Wednesday, December 03, 2008

Secretary of Discipleship?

President-elect Barack Obama has been busy lining up his "team." Perhaps the most newsworthy appointments have been Joe Biden and Hillary Clinton --- two people who ran against him in the Democratic primaries and said publicly that he was not as qualified to be president as they were. My how things change in such a short period of time. Rush Limbaugh was on TV today, talking to Barbara Walters about how genius Barack is to "keep his friends close and his enemies closer." I don't know if that's true. I don't know if Joe Biden or Hillary Clinton would really be enemies of Mr. Obama. They will certainly make interesting government.

But amidst all the flutter about the appointments Mr. Obama has been making, I found myself wondering how such positions evolve in the first place. Who decided there would be a Secretary of State, Secretary of Defense or other positions? When were those decisions made? How were they made? Perhaps what I'm really thinking about is how such a decision could be made today. What if, for example, Mr. Obama decided to appoint a "Secretary of Discipleship?" The purpose of this role would be to disciple our president and his top leaders. They would be the pastor or chaplain who would see to the spiritual needs of Mr. Obama.

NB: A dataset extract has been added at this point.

PR #2744, opened 2018-05-10
fix(cash): restore show receipt feature

### LINKED ISSUE #2733: Cash Registry's openReceiptModal() method was removed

I've blogged before about the concerns I've had with Mr. Obama's discipleship. He spent twenty years sitting in a sick church, being discipled by a misguided fool. It concerns me that he himself have a strong, personal relationship with Jesus Christ. I'd like to see our president be grounded in prayer, getting discipled with Biblical truth. It would benefit our nation, I believe, if our president were making decisions based on God's eternal priorities.

Imagine if Mr. Obama were to call me and ask me about being his new "Secretary of Discipleship." Where on earth would I start? I think the first priority would be to get the Obama family into a good church fellowship near their new home. I'd set up daily meetings with the president ... to look at Scripture in light of whatever might be on his calendar that day. We'd end that session with prayer. In fact, I'd help the president "pray without ceasing." Perhaps most importantly, I'd be with the president to ensure that satan's attacks could be fought effectively. Whether he needed encouragement or accountability, I'd try to help the president reconcile his beliefs with his behaviors and his decisions.

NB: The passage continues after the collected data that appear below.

PR #2748, opened 2018-05-10
feat(enterprise): disable record deletion

### LINKED ISSUE #2730: Add Enterprise Setting to block deletions from the registries

jniles:
The enterprise now has the option to disable the deletion of records
from the registries.  Deletion transaction from the posting journal is
still supported.

Closes #2730.

_Fig 1: The setting in action_.

### DIFF
--- a/server/controllers/admin/enterprises.js
+++ b/server/controllers/admin/enterprises.js
@@ -22,7 +22,8 @@ exports.list = function list(req, res, next) {
     sql = `
       SELECT id, name, abbr, email, po_box, phone,
         BUID(location_id) AS location_id, logo, currency_id,
-        gain_account_id, loss_account_id, enable_price_lock, enable_prepayments
+        gain_account_id, loss_account_id, enable_price_lock, enable_prepayments,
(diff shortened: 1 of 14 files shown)


jniles:

server/controllers/admin/enterprises.js
```diff
@@ -22,7 +22,8 @@ exports.list = function list(req, res, next) {
     sql = `
       SELECT id, name, abbr, email, po_box, phone,
         BUID(location_id) AS location_id, logo, currency_id,
-        gain_account_id, loss_account_id, enable_price_lock, enable_prepayments
+        gain_account_id, loss_account_id, enable_price_lock, enable_prepayments,
+        enable_delete_records
```
mbayopanda, line 26: 👍

mbayopanda (approved):
LGTM 

bors r+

Don't get me wrong. I don't have any fantasy that I could be so important that President-elect Obama would pay me any attention. But if he were to ask me, I'd say he's still missing one important appointment. Who's going to see to the spiritual needs in the White House? The change that Mr. Obama promised us should definitely include a spiritual realm. We Christians just can't sit outside the White House fence and send prayer chain e-mails around to each other to pray for our president. The spiritual needs and demands are just too great. It's time to put the spiritual needs of the president where they need to be addressed --- in his cabinet.